Progettata dagli architetti dello studio PTW e dal consorzio ARUP, la struttura esterna ha una morfologia che ricorda tante bolle d’acqua irregolari, leggere e luminose alla vista; ma la sua particolarità non si ferma alle caratteristiche estetiche. L’edificio, progettato secondo principi di design ecosostenibile, utilizza materiali ecologici e tecnologie per l’utilizzo di fonti energetiche rinnovabili.
Interessante è il materiale utilizzato per le pareti dell’edificio: l’ EFTE, un particolare tipo di Teflon, prodotto dalla DuPont, che reagisce al colore del cielo, cambiando il proprio creando effetti visivi fantastici, e che permette di catturare il 20% dell’energia solare incidente sul palazzo utilizzandola per riscaldare l’acqua delle vasche.

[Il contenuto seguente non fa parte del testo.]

PR #131, opened 2023-11-11
Use "ASWF" container as base.

KelSolaar:
This PR uses the `aswf/ci-vfxall:2022` container as a base rather than *Ubuntu* previously.

Note that the 2023 container did not work when I tried, hence the 2022.

### DIFF
--- a/Dockerfile
+++ b/Dockerfile
@@ -1,28 +1,44 @@
-FROM ubuntu:bionic
+# https://hub.docker.com/r/aswf/ci-vfxall/tags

Durante il giorno lo stabile è illuminato dalla luce naturale, riducendo al 55% i consumi di elettricità per l’illuminazione. C’è da aggiungere che la zona nella quale sta per sorgere il Water Cube è caratterizzata da scarse risorse idriche; per porre rimedio a questo problema l’80% dell’acqua piovana raccolta dal tetto della struttura viene riciclata e riutilizzata.
Il progetto risulta ancora più interessante se pensiamo che i progettisti del Beijing Water Cube sono gli stessi che stanno progettando la prima città ecosostenibile cinese, Dongtan (vicino a Shangai).
Un altro splendido esempio di progettazione eco-sostenibile e affascinante. Che ne pensate?